I also run a NewAir and love it. The only complaint I have the the power outage thing as well. However even if it ran at 55 for a day or two it's not going to hurt anything. I would go with the Wenge fronts. It will look great. I went with Curly maple and love mine, but I still wish I had sprung for the Cocobolo.


----------



## wrx04 (Apr 1, 2012)

Gregg, i have a newair and it looks good. I dont have my drawers from Forrest yet, but some KL and a few SC boxes in there keeps the humidity 63-65% and a stable temp of 66*. Seems to do the trick. Good luck.


----------



## mcgreggor57 (Nov 3, 2011)

Here's my awesome lady joining me on the patio:


----------



## Hoosier Daddy (May 15, 2012)

She looks like a seasoned pro. I couldn't have puffed on that cigar any better myself.


----------



## aaron72 (Jul 14, 2011)

Gregg,
I have a Vinotemp and a Wine Enthusiast fridge. They both revert to the coldest setting due to a power outage, so as others have stated, if you see that as an issue, you can go with a UPS. Between the two, I prefer the Vinotemp for two reasons. One, parts are readily available for it if you ever need to replace anything. Two, the internal fan runs constantly, which helps keep the air circulating and humidity really even. I'm not sure if any other fridges have the internal fan running constantly as the Wine Enthusiast fridge does not.

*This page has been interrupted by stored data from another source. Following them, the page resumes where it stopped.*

Issue #6651, opened 2023-06-23
Improve CI to not launch same tests


pascalgrimaud:
For each builds, we should compare:
- the hash of the generated project from main branch
- the hash of the generated project from pull request
- if it's different, launch the build
- otherwise, it should be success

With this change, we won't launch same builds for each pull requests

pascalgrimaud:
@renanfranca : I saw a small issue. Every code in main branch should launch all tests. This new logic should apply only for pull request. What do you think?
Otherwise, there are no test anymore in main branch

renanfranca:
> @renanfranca : I saw a small issue. Every code in main branch should launch all tests. This new logic should apply only for pull request. What do you think? Otherwise, there are no test anymore in main branch

I am going to skip the new steps, even the job generate-main-branch-jar if it is not in a pull request. I am going to create a new pull request for that. Thanks 👍

PR #6718, opened 2023-06-29
ci: improved ci to not launch some tests.

zhyd1997:
Close: https://github.com/jhipster/jhipster-lite/issues/6651

### DIFF
--- a/.github/workflows/github-actions.yml
+++ b/.github/workflows/github-actions.yml
@@ -181,15 +181,22 @@ jobs:
           ls -al /tmp/jhlite/${{ matrix.app }}
           MD5SUM_POM_XML=$(md5sum /tmp/jhlite/${{ matrix.app }}/pom.xml | cut -d ' ' -f 1)
           echo $MD5SUM_POM_XML
-          if [ "${{ env.md5sum_pom_xml }}" == "${{ steps.cache_md5sum.outputs.md5sum_pom_xml }}" ]; then
+          cd /tmp/jhlite/
+          tar -cvf ${{ matrix.app }}_archive.tar --exclude="node_modules" --exclude=".gitattributes" --exclude=".git" ${{ matrix.app }}
+          MD5SUM_${{ matrix.app }}=$(md5sum ${{ matrix.app }}_archive.tar | cut -d ' ' -f 1)
+          echo $MD5SUM_${{ matrix.app }}
+          if [ "${{ env['md5sum_${{ matrix.app }}'] }}" == "${{ steps.cache_md5sum.outputs['MD5SUM_${{ matrix.app }}'] }}" ]; then
             echo "Cache is up to date. Stopping workflow..."
             echo "cache_up_to_date=true" >> $GITHUB_OUTPUT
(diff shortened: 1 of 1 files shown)


pascalgrimaud:
Thanks @zhyd1997 !
I'll have a look soon :-)

.github/workflows/github-actions.yml
```diff
@@ -181,15 +181,25 @@ jobs:
           ls -al /tmp/jhlite/${{ matrix.app }}
           MD5SUM_POM_XML=$(md5sum /tmp/jhlite/${{ matrix.app }}/pom.xml | cut -d ' ' -f 1)
           echo $MD5SUM_POM_XML
+          if [ "${{ env.md5sum_pom_xml }}" == "${{ steps.cache_md5sum.outputs.md5sum_pom_xml }}" ]; then
```
pascalgrimaud, line 184: I don't think it's enough
We should compare the md5 of the generated project, including all existing files
Because if there is a change in package.json, with this solution, it won't be detect so no build

Some ideas which need to be discussed:
- generate a tar or zip, then calculate the md5
- use something like md5deep or checksumdir

pascalgrimaud (changes requested):

.github/workflows/github-actions.yml
zhyd1997: > We should compare the md5 of the generated project, including all existing files

Expensive Operation

pascalgrimaud: locally, it's very fast, so not an expensive operation, just need to clear some files before
that's why it's not an easy ticket :)

.github/workflows/github-actions.yml
```diff
@@ -181,15 +181,32 @@ jobs:
           ls -al /tmp/jhlite/${{ matrix.app }}
           MD5SUM_POM_XML=$(md5sum /tmp/jhlite/${{ matrix.app }}/pom.xml | cut -d ' ' -f 1)
           echo $MD5SUM_POM_XML
+          cd /tmp/jhlite/
+          tar -cvf ${{ matrix.app }}_archive.tar --exclude="node_modules" --exclude=".gitattributes" --exclude=".git" ${{ matrix.app }}
+          MD5SUM_${{ matrix.app }}=$(md5sum ${{ matrix.app }}_archive.tar | cut -d ' ' -f 1)
+          echo $MD5SUM_${{ matrix.app }}
+          if [ "${{ env['md5sum_${{ matrix.app }}'] }}" == "${{ steps.cache_md5sum.outputs['MD5SUM_${{ matrix.app }}'] }}" ]; then
```
zhyd1997, line 188: this line of code need to update:

Currently it equals to

`if [ "" == "" ]; then`

zhyd1997:
Hi @pascalgrimaud 

Sorry 🙏  for long time no reply, seems that it's hard for me to access env variable in github actions.

Can someone continue to work on this task based on this commit and your idea? 👀

pascalgrimaud:
Thanks @zhyd1997 : fine, I'll improve your work as soon as I can

PR #6804, opened 2023-07-07
Rename @Generated to @ExcludeFromGeneratedCodeCoverage

murdos:
See https://github.com/jhipster/jhipster-lite/pull/4907#issuecomment-1371967487


DamnClin:
BTW https://github.com/jacoco/jacoco/pull/1472 has been merged and will be release in the next jacoco release. Is it a good to mark those cases so it will be easy to remove them?

Issue #6879, opened 2023-07-14
Dedicated spring profiles


pascalgrimaud:
I'm starting to add some spring profiles:
- angular
- react
- vue
- svelte

The goal is to hide the frameworks you don't use

PR #6880, opened 2023-07-14
Add dedicated spring profiles

pascalgrimaud:
- fix https://github.com/jhipster/jhipster-lite/issues/6879

### DIFF
--- a/src/main/resources/config/application-angular.properties
+++ b/src/main/resources/config/application-angular.properties
@@ -1,0 +1,1 @@
+jhlite-hidden-resources.slugs=gradle-java,spring-boot-kafka-dummy-producer-consumer,react-core,svelte-core,vue-core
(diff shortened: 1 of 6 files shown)


src/main/resources/config/application-angular.properties
```diff
@@ -0,0 +1 @@
+jhlite-hidden-resources.slugs=gradle-java,spring-boot-kafka-dummy-producer-consumer,react-core,svelte-core,vue-core
```
DamnClin, line 1: We should add a common hidden slugs property in application.properties and use it here to avoid repetition

pascalgrimaud: yes it's a good idea, I think it can be done in another PR
I'm merging this one to not have conflict when disabling Svelte, as suggested in other ticket

PR #12940, opened 2025-07-14
Add sonar-typescript module

qmonmert:
Fix #12735


qmonmert:
@pascalgrimaud is this what you expected?

src/main/java/tech/jhipster/lite/generator/typescript/sonar/domain/SonarTypescriptModuleFactory.java
```diff
@@ -0,0 +1,50 @@
...
+import static tech.jhipster.lite.module.domain.nodejs.JHLiteNodePackagesVersionSource.COMMON;
+
+import tech.jhipster.lite.module.domain.JHipsterModule;
+import tech.jhipster.lite.module.domain.docker.DockerImages;
+import tech.jhipster.lite.module.domain.file.JHipsterDestination;
+import tech.jhipster.lite.module.domain.file.JHipsterSource;
+import tech.jhipster.lite.module.domain.properties.JHipsterModuleProperties;
+import tech.jhipster.lite.shared.error.domain.Assert;
+
+public class SonarTypescriptModuleFactory {
```
murdos, line 13: IMO this should be in the existing `SonarQubeModuleFactory`, and under the same feature, that should probably be renamed from `sonar-qube-java` to `sonar-qube`.

The main reason is that you don't want to apply both `sonar-typescript` and `sonar-qube-java-backend` (or `sonar-qube-java-backend-and-frontend`), because they generate the same files (`sonar.md`, `sonar-project.properties`, ...)

qmonmert: issue named was "Add sonar-typescript module" so I did a new module.
@pascalgrimaud WDYT? agree with @murdos ?

qmonmert: Indeed some files are common but the way to launch Sonar is different so for me two modules seems good...

pascalgrimaud:
@qmonmert : I'm reviewing it. Can you resolve conflict plz @qmonmert ?

src/main/java/tech/jhipster/lite/generator/typescript/sonar/domain/SonarTypescriptModuleFactory.java
murdos: Yes, but because of the common files, you should not be able to apply both.

murdos: > issue named was "Add sonar-typescript module" so I did a new module. 

Well, there are multiple generators (aka. an  hexagon with a factory and a configuration) that provides multiples modules.
So for me a new module does mean new generator/hexagon.

pascalgrimaud: I'm letting you take care of my comment @qmonmert
Then, I'll take care of the refactoring

pascalgrimaud:
Thanks, I'm merging this and will do the refactoring

qmonmert:
thanks @pascalgrimaud

PR #13079, opened 2025-08-06
Rename seed4j-needle

qmonmert:


murdos:
Great, thanks @qmonmert !
I think we should also provide an openrewrite recipe that will rename needles in existing projects.

PR #13164, opened 2025-08-21
use vitest on angular core instead of jest

### LINKED ISSUE #12783: Angular: switch to vitest
With Angular 20, there's no an experimental support for vitest.

I would suggest to use it, in order to have all our clients use vitest.
This would also help to make `angular-core` depends on the `typescript` module.

fabienpuissant:
https://angular.fr/unit-tests/vitest

I tried the native but there is a lot of errors due to environment tests and zone.js

The second implementation with analogjs works fine

But I'm struggling  hard with the tests generated on different modules..
If anyone can help with it bc I tried like everything to mock window location (definePropery, spyOn, globalStub) but I always get Cannot redefine property: location 

NB : In this PR, the angular-core module does not depend on typescript it is only preparing the transition to fix #12783


wmarques:
I think using analogjs implementation is fine for now as the official support is not yet stable. We can do the switch after and it should be pretty straightforward (just removing analogjs dependency from package.json and change some config).

qmonmert:
For me we should wait for official support Angular/Vitest (without analogjs). There is no emergency.

murdos:
Closing this PR since migration has been done as part of migration to Angular 21 (#14158)

PR #13232, opened 2025-09-04
Docker Hub: publish main

pascalgrimaud:
- related to https://github.com/seed4j/seed4j/issues/13170

it should publish a new Docker image when we merge new code to main branch


pascalgrimaud:
let's try this

PR #13246, opened 2025-09-06
Add root folder restriction in forced project configuration

### LINKED ISSUE #13244: Bug: should not allow generate project at root of forced project folder
When using this property:

```
seed4j:
  forced-project-folder: /tmp/seed4j
```

We should not allow to generate project at root folder

clinm:
fixes #13244


pascalgrimaud:
Thanks @clinm :-)

PR #13266, opened 2025-09-09
Delete deploy.yml github workflow

clinm:
Fixes #13258


clinm:
Easy enough to make me suspicious ;)

PR #13339, opened 2025-09-20
Replace start-server-and-test with concurrently and wait-on

qmonmert:


package.json
```diff
@@ -37,8 +37,8 @@
     "preview": "vite preview",
     "start": "npm run dev",
     "test": "npm run test:watch",
-    "test:component": "start-server-and-test dev http://localhost:9000 'cypress open --e2e --config-file src/test/webapp/component/cypress-config.ts'",
-    "test:component:headless": "start-server-and-test dev http://localhost:9000 'cypress run --headless --config-file src/test/webapp/component/cypress-config.ts'",
+    "test:component": "concurrently -k -s first -n dev,test \"npm run dev\" \"wait-on http://localhost:9000 && cypress open --e2e --config-file src/test/webapp/component/cypress-config.ts\"",
+    "test:component:headless": "concurrently -k -s first -n dev,test \"npm run dev\" \"wait-on http://localhost:9000 && cypress run --headless --config-file src/test/webapp/component/cypress-config.ts\"",
```
pascalgrimaud, line 41: I think you could replace `\"` by simple quote `'`

pascalgrimaud: I'm merging this and will apply the fix in another PR !

PR #13371, opened 2025-09-23
ci: build and test with java 25 by default

murdos:


murdos:
It's a bit too early for IMO requiring java 25 for running the seed4j engine and generating apps requiring java 25.

I think we should wait a few months, to make sure it's available in main distributions.

PR #13421, opened 2025-10-01
Add Tailwind CSS module for Angular

wmarques:
I don't know if it is needed but I use Tailwind in all my projects, so I thought I'll add Tailwind support into the project 😄 

Don't hesitate to close this if you think it's overkill or not needed !


qmonmert:
Add a `angular-tailwind.feature` 😉

wmarques:
Thanks @qmonmert , should be good now

qmonmert (approved):
👍

murdos:
@wmarques : you also need to add it to the `generate.sh` script, so the module is actually tested during CI, e.g. here: https://github.com/seed4j/seed4j/blob/main/tests-ci/generate.sh#L418

PR #13431, opened 2025-10-02
Move to Java 25

NolwennD:
It seems that integration of this PR should wait https://github.com/devcontainers/images/pull/1566 to be included in a next version of devcontainers but I’m not sure.

Changes of `StringReader` to `Reader` come from  modernizer.


renanfranca:
Thank you for your work @NolwennD 😃

PR #14387, opened 2026-05-14
Improve pipeline speed

clinm:
- add cache for playwright browsers
- use alpine image for docker image retrieving the sonar token

Result : https://github.com/seed4j/seed4j/actions/runs/25864602660/usage?pr=14387

- Everything under 10 minutes
- Longest part on average is the sonar image download (https://github.com/seed4j/seed4j/pull/14388)

PR #14388, opened 2026-05-14
ci: cache Sonar Docker image across matrix runs for generated apps

murdos:
Add restore/load/save steps around the 'Test: starting Sonar' step so that the sonarqube image (~500 MB) is pulled from Docker Hub only once per unique Dockerfile hash, then reused by all 24 matrix runners via actions/cache@v5.


clinm:
I'm glad you took that part ! I considered it but had no idea where to start :)

murdos:
Closing: this was an experiment inspired by #14387

PR #846, opened 2020-12-30
Rename src/ to docs/ and update README

twaddington:


twaddington:
Ah, I actually see this `src/site/resources` pattern is in use across all the other repos. It seemed a bit weird to me, but at least it's consistent so I'm gonna close this out 😅

PR #849, opened 2021-01-06
Migrate to consolidated secrets.conf file.

twaddington:
**What's this do?**
This updates the projects to use a consolidated `secrets.conf` file instead of individual config files in differing formats.

Make configuring projects and managing secrets easier.

Ensure release builds compile correctly.

Depends on https://github.com/NYPL-Simplified/Certificates/pull/16

Yes

Yes


twaddington:
No rush on merging this one.

simplified-app-simplye/src/main/resources/META-INF/services/org.nypl.simplified.viewer.audiobook.AudioBookFeedbooksServiceType
```diff
@@ -1 +0,0 @@
-org.nypl.simplified.simplye.FeedbooksConfigurationService
```
twaddington, line 1: Looks like this service is unnecessary due to the `MainFeedbooksSecretService` in Core.

Unless I'm misunderstanding something?

io7m: This looks like a vestigial organ. I think the service just got defined twice, but the app only looks at the first one it encounters anyway.

io7m:
I'm fine with doing this.

PR #856, opened 2021-01-27
Re-add the ability to show books from all accounts

io7m:
**What's this do?**
At some point, we lost the ability for builds to have Books/Holds views
that show books from all accounts. This change adds a build-time flag
that allows builds to opt-in to showing all books.

LFA use this in their builds.

Check that SimplyE builds have the same behaviour they always did (showing
books from only the relevant account). Vanilla has been changed to show books
from all accounts.

None.

N/A

@io7m checked SimplyE and Vanilla

### DIFF
--- a/simplified-app-vanilla/src/main/java/org/nypl/simplified/vanilla/VanillaBuildConfigurationService.kt
+++ b/simplified-app-vanilla/src/main/java/org/nypl/simplified/vanilla/VanillaBuildConfigurationService.kt
@@ -15,6 +15,8 @@ class VanillaBuildConfigurationService : BuildConfigurationServiceType {
     get() = true
   override val showHoldsTab: Boolean
     get() = true
+  override val showBooksFromAllAccounts: Boolean
+    get() = true
   override val vcsCommit: String
     get() = BuildConfig.GIT_COMMIT
   override val simplifiedVersion: String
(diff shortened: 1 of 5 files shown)


simplified-app-vanilla/src/main/java/org/nypl/simplified/vanilla/VanillaBuildConfigurationService.kt
```diff
@@ -15,6 +15,8 @@ class VanillaBuildConfigurationService : BuildConfigurationServiceType {
     get() = true
   override val showHoldsTab: Boolean
     get() = true
+  override val showBooksFromAllAccounts: Boolean
+    get() = true
```
twaddington, line 19: Can we make this false so it works more like SimplyE?

twaddington (approved):
Looks good

simplified-app-vanilla/src/main/java/org/nypl/simplified/vanilla/VanillaBuildConfigurationService.kt
io7m: The point was to make it _not_ like SimplyE so that you could see the difference. :laughing:

twaddington: Maybe we could make this a debug preference

io7m: Deja vu!

twaddington: Fine as-is though! Let's just get it merged.

PR #857, opened 2021-01-28
SIMPLY-3476: Explicit auth return

io7m:
**What's this do?**
This adjusts the behaviour of the account fragment in that the "closeOnLoginSuccess"
flag now explicitly switches back to the catalog tab. This is a bit of a stopgap
measure to specifically support Open eBooks and should be replaced when we have
a better viewmodel backing the catalog (the viewmodel would subscribe to account
events, and would refresh itself when an account logs in).

https://jira.nypl.org/browse/SIMPLY-3476

1. Open the Open eBooks collection in any app capable of seeing it. The collection (assuming you're not logged in) will redirect you to the settings screen to log in.
2. Log in.
3. After a brief pause (two seconds, currently), observe that you're redirected back to the catalog.

None.

N/A

@io7m Tried the Open eBooks collection in SimplyE and Vanilla.

### DIFF
--- a/simplified-main/src/main/java/org/nypl/simplified/main/MainActivity.kt
+++ b/simplified-main/src/main/java/org/nypl/simplified/main/MainActivity.kt
@@ -521,6 +521,10 @@ class MainActivity :
         override fun openSettingsAccountRegistry() {
           throw UnreachableCodeException()
         }
+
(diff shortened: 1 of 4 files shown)


twaddington (approved):
Looks good 👍

io7m:
Zoooom! :train:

I'm sure you'll see people using Oust fans or setting up computer fans for circulation as you read through the wineador threads. With the Vinotemp doing this with the built in fan, you save a bit of space by not needing to add any equipment inside.


----------



## IslandRick (Aug 20, 2007)

Gregg,

Like yourself, I am blessed with an understanding and supportive spousal unit. In 2007, my wife and I had the same conversation about my coolidor and decided to invest in a Vinotemp 28. I had a friend who was in to woodworking make me some spanish cedar shelves and I use leftover cigar boxes as trays. I have been extremely happy with this setup. Since the room I keep my Vinotemp in stays right at 70° F all year, I leave the unit off. I use to use a glade fan to circulate air in the unit, but it has finally gone out and I haven't been able to find a replacement. I will eventually look at some of Forrest's shelves to dress it up and rig a computer fan for circulation. The RH has always been between 65-68% with the use of 65% heartfelt beads. I have friends who use the Vinotemp as well and some of them actually run the unit. If you run the unit, you may need to plug the drain in the bottom with silicon to maintain the RH. If the Vinotemp size works for you, I say go for it! The Vinotemp 28 works great for the amount of sticks I go through in a years time. I have sticks that have been in the Vinotemp since 2007 and they are incredible. Hope this helps, 

Rick


----------



## loulax07 (Dec 17, 2011)

Newair 280e here, couldnt be happier. in 6 months, power went out twice and reset. i didnt catch it the first time, temp went down and dropped the RH for some hours, but it was ok when i ramped it back up
aside from that, happy as can be


----------



## Herf N Turf (Dec 31, 2008)

Just don't over-estimate how large a 28 bottle fridge isn't. Also bear in mind that Forrest uses very thick stock for his product. These things combine to render a space that I would not call large. I went with 6 double drawers from Waxingmoon and am now considering a second fridge. I was previously in 5 wooden humidors and no cooler. I would say that your cooler's contents will more than fill a well-outfitted 28btl fridge. You might consider going to a ~48btl unit. Double doors would give you the ability to run different temp and RH zones, as well.


----------



## jphank (Apr 29, 2012)

What Don said! Seriously. My 70 quart cooler more than filled my New Air 28.


----------



## piperdown (Jul 19, 2009)

Awesome spouse!

And, again the great maxim, go bigger than you think you'll need. Heed Don's advice.


----------



## Herf N Turf (Dec 31, 2008)

One last thing... she have a sister?


----------



## mcgreggor57 (Nov 3, 2011)

Herf N Turf said:


> One last thing... she have a sister?


Yes...but she's not into men :wink:

The New Air arrived yesterday. Time to take it out of the box and begin the process. Thanks for all the insights everyone. I do have some computer fans I plan on using if the need arrives and will still be keeping the cooler functioning for bundles and boxes. Now, however, I can at least get it out of the middle of the floor and into a closet.


----------



## choinga (Aug 11, 2010)

awesome man! I put mine together when we moved into a new house last December...there was a PERFECT spot for it down in the man cave.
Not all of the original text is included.